It seems remedial now, and it is, but it’s something Dickens seemed to realize long ago: Travel is not that interesting. People are. Stories come alive only when there are people in them. Travel and nature writing both purport to be about physical things. But they are really about us, and to the extent that they aren’t, they are simply bad, or boring, writing.

This slim selection of Dickens’ travel writing is anything but that. In it, he is much more concerned about the people who he meets on his way than with the places themselves. And that, to me, is what makes any travel writing worth reading.

“The more man knows of man,” Dickens writes, “the better for the common brotherhood among men.”

Frank Bures is a contributing editor at World Hum, where his stories have won several awards. More of his work can be found at

19 Comments for Charles Dickens: The First Great Travel Writer?

Richard Trillo 05.25.10 | 12:41 PM ET

So true. I remember cycling to work a few years ago, earphones plugged in, listening to the radio and as I dodged along the King’s Road, this reading came on. It was Dickens’ account of his train journey from London to Paris (using a steamer to cross the channel). It made the Kent countryside sound remote and Paris an almost intimidatingly exotic destination.

You have to look far and travel intrepidly to get those impressions anywhere on earth these days.

Spud Hilton 05.25.10 | 12:50 PM ET

When you include other great authors who wrote about their travels—including Twain with “Roughing It” and Robert Louis Stevenson with “Silverado Squatters”—they form a good reminder of the difference between writers who dabble in travel and travelers who dabble in writing. I’ll take the former every time. 05.26.10 | 10:27 AM ET

Charles Dickens, the travel writer, who knew?  “Dickens seemed to realize long ago: Travel is not that interesting.  People are.”  This is so true.  When you travel to foreign lands, you get the “real story,” not the one the media blasts all over the TV and radio or in newspapers and magazines.  You get to know the heart of the country, it’s people and culture.  You get to decide if what you’ve been told is truth or a lie.  Traveling and travel writing can set you free.

Roger 05.26.10 | 11:29 AM ET

Yes, Dickens account of his first visit to America in 1840 is absolutely de Tocquevillesque. Read it sometime. And his notes on his travels in Italy are every bit as good as Twain.
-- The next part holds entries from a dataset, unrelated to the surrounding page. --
PR #96, opened 2021-05-27
cleanup rpc flags

artkaseman:
The RPC flags were inconsistent, so I defaulted to no external RPC, and RPC methods = Auto (the default) which will be safe if externally expose and unsafe if not.  

We can't create a template that is good for everyone, so a default base secure template will be best, and we can help out RPC providers if they need additional help.

### DIFF
--- a/node-operators/networks/full-node.md
+++ b/node-operators/networks/full-node.md
@@ -116,8 +116,6 @@ Now, execute the docker run command. Note that you have to:
     docker run -p {{ networks.parachain.rpc }}:{{ networks.parachain.rpc }} -p {{ networks.parachain.ws }}:{{ networks.parachain.ws }} -v "{{ networks.moonbase.node_directory }}:/data" \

Randolph Eustace-Walden 05.26.10 | 9:38 PM ET

And let us not forget Evelyn Waugh’s “When The Going Was Good” - still the best (alright… MY favourite) travel book ever.  And what did authors such as Dickens, Waugh, Stevenson and Twain write about?  People, of course.  It would seem they all cut their journalistic teeth on the road and eventually turned that expertise to the fictional page.  We’re all the richer for it.


Dina 05.29.10 | 4:11 AM ET

Laurence Sterne’s “A Sentimental Journey” is very funny and very modern too.  It was published in 1768, and is full of empathy,  humour and fun.    Dickens refers to it, and admired Sterne as a writer, very much.
It’s quite short,  and very different from the rather strange, rambling, but also very funny,  Tristram Shandy, Sterne’s more famous, earlier novel.

You might also like The Golden Ass, from the 2nd century AD, and written by a priest of Isis.  An “upper class twit”  sees a witch turn herself into a bird and tries to copy her, but turns himself into a donkey by mistake.  He travels far,  escapes a few times and is bought,  sold, and stolen, treated kindly and treated brutally and learns fellow feeling with beasts of burden in general, including slaves, prostitutes and other low people he used badly himself, in his previous incarnation as an idle rich man.  It’s rollicking, and also quite moving. I read it when I was 10, although the explicit sex isn’t really for children - and I was a bit mystified by some of the romps until I reread it as an adult, when I had a few “aha! ” moments.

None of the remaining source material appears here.